● Data for review
----

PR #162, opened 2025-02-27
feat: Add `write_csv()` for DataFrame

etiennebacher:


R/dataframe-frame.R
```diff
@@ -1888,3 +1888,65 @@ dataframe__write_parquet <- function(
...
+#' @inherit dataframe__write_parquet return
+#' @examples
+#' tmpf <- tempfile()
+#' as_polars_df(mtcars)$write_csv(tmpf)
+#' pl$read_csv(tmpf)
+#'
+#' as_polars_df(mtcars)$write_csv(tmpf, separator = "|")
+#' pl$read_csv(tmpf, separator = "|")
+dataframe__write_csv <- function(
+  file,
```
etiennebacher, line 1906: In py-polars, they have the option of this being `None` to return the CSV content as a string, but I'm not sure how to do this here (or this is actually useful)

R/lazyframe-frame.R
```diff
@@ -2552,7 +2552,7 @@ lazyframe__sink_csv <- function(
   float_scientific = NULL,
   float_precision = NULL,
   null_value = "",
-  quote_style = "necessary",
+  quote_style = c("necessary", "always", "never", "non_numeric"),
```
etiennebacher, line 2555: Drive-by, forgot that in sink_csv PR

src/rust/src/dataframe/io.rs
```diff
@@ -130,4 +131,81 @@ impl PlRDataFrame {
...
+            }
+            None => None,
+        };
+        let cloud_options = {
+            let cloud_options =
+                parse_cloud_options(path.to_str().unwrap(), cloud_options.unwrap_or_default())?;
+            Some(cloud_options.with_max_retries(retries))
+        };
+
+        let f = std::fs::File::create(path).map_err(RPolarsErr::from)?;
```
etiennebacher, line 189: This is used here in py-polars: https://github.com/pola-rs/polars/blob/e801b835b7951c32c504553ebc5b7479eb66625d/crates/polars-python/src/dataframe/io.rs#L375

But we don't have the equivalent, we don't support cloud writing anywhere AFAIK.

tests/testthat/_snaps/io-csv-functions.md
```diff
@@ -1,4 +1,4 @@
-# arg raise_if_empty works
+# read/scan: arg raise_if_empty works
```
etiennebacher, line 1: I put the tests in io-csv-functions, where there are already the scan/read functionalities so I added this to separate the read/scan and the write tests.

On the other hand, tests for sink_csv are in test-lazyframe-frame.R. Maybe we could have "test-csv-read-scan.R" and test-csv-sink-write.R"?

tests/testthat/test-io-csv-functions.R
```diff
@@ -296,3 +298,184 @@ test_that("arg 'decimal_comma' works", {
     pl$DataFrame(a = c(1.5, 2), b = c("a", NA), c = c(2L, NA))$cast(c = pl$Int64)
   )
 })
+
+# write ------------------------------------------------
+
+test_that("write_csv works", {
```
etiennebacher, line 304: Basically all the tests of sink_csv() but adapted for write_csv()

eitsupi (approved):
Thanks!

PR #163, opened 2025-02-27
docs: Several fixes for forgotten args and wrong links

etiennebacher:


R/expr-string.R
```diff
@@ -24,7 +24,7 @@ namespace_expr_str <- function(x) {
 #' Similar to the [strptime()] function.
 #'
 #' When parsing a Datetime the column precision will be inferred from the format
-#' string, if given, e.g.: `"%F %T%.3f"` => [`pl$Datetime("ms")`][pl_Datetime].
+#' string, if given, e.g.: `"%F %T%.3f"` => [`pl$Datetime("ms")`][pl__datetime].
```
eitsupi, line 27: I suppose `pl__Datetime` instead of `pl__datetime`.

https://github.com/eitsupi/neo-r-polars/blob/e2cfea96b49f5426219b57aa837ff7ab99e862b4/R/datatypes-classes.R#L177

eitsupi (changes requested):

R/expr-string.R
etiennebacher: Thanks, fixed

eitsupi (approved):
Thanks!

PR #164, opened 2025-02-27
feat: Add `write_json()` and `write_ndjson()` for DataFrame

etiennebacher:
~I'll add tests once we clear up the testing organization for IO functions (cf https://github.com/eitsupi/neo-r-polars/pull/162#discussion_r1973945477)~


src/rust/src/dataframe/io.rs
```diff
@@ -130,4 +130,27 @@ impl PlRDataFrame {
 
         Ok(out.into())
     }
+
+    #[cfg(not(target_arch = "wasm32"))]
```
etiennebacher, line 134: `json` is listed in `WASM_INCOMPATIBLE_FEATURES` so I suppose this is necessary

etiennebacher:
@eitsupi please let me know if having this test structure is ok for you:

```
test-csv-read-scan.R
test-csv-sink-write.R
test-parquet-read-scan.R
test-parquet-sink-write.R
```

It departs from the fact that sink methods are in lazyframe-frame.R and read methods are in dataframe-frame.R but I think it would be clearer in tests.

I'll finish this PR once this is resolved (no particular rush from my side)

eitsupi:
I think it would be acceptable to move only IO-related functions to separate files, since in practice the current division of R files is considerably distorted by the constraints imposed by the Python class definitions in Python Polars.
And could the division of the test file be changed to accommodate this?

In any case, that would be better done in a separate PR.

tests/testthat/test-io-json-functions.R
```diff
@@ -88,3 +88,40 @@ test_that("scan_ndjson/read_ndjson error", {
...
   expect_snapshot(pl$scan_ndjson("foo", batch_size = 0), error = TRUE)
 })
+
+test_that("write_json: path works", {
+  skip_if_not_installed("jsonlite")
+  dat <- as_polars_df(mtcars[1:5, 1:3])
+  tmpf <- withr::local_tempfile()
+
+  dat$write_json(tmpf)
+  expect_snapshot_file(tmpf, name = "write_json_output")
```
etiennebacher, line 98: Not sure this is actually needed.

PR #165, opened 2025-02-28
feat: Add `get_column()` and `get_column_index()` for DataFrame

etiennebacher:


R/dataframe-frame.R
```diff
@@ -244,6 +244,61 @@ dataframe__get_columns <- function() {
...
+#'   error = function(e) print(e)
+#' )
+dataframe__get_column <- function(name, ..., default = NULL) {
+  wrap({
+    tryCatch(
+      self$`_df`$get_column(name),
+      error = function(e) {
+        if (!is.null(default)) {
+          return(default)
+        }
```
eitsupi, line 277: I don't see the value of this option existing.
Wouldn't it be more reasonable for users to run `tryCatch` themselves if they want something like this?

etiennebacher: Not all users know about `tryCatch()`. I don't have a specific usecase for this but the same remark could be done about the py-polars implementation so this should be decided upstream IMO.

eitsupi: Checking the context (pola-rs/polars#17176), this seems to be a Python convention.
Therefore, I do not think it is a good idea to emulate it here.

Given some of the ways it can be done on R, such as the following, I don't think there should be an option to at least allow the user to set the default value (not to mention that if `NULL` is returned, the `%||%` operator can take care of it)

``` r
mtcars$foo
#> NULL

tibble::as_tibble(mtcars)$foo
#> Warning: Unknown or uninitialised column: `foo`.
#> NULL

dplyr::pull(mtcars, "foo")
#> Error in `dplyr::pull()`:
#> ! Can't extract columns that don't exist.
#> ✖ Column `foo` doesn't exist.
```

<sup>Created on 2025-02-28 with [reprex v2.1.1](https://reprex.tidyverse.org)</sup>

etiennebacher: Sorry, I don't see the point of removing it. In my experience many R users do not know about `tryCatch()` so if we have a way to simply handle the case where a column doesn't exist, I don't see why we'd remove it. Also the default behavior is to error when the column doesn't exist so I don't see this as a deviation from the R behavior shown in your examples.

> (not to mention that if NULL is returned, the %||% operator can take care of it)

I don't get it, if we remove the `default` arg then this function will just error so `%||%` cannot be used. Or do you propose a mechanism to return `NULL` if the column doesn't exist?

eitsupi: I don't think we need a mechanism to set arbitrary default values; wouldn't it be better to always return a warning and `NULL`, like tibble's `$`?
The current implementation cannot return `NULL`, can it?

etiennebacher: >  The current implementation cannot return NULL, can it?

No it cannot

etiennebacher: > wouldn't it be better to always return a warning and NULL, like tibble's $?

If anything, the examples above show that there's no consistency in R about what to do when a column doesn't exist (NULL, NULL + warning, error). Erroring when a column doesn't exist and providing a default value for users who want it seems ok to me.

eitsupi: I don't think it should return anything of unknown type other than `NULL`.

----

● Problem requirements
Output the lines of the records above exactly as they appear, from the line containing "etiennebacher: Not all" through the line containing "Therefore, I do".

● Final answer
etiennebacher: Not all users know about `tryCatch()`. I don't have a specific usecase for this but the same remark could be done about the py-polars implementation so this should be decided upstream IMO.

eitsupi: Checking the context (pola-rs/polars#17176), this seems to be a Python convention.
Therefore, I do not think it is a good idea to emulate it here.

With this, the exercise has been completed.